Corvin Radovici

Personal information
- Born: 19 December 1931 Călățele, Romania
- Died: 17 August 2017 (aged 85)

Chess career
- Country: Romania
- Title: International Master (1968)
- Peak rating: 2410 (January 1978)

= Corvin Radovici =

Romanian chess player

Corvin Radovici (19 December 1931 – 17 August 2017), was a Romanian chess player, International Master (IM) (1968).

==Biography==
In the 1960s Corvin Radovici was one of the leading Romanian chess players. He was a multiple participant of the Romanian Chess Championship. In 1958, he shared first place in International Chess Tournament in Sofia. In 1961, he ranked third in International Chess Tournament in Bucharest. In 1968, he was awarded the FIDE International Master (IM) title.

Corvin Radovici played for Romania in the Chess Olympiads:
- In 1960, at fourth board in the 14th Chess Olympiad in Leipzig (+4, =5, -6),
- In 1962, at first reserve board in the 15th Chess Olympiad in Varna (+3, =5, -1),
- In 1964, at third board in the 16th Chess Olympiad in Tel Aviv (+4, =11, -2).

Corvin Radovici played for Romania in the European Team Chess Championship:
- In 1965, at fourth board in the 3rd European Team Chess Championship in Hamburg (+1, =8, -1).
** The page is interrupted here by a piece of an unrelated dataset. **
PR #6, opened 2024-07-04
build: simplify Docker builds

wpf500:
This is my attempt to understand and simplify the new Docker builds in the monorepo. It also fixes the problem that the `.dockerignore` files were being ignored (haha), as it needs to be in the root of the context.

Later Corvin Radovici became known as a chess coach. He discovered and raised two of the Romanian chess players: Florin Gheorghiu, the first Romanian player who win the title of Grandmaster (GM) and Liviu-Dieter Nisipeanu, the first Romanian chess player who cross the barrier of an Elo coefficient of 2700 and won European Individual Chess Championship in 2005.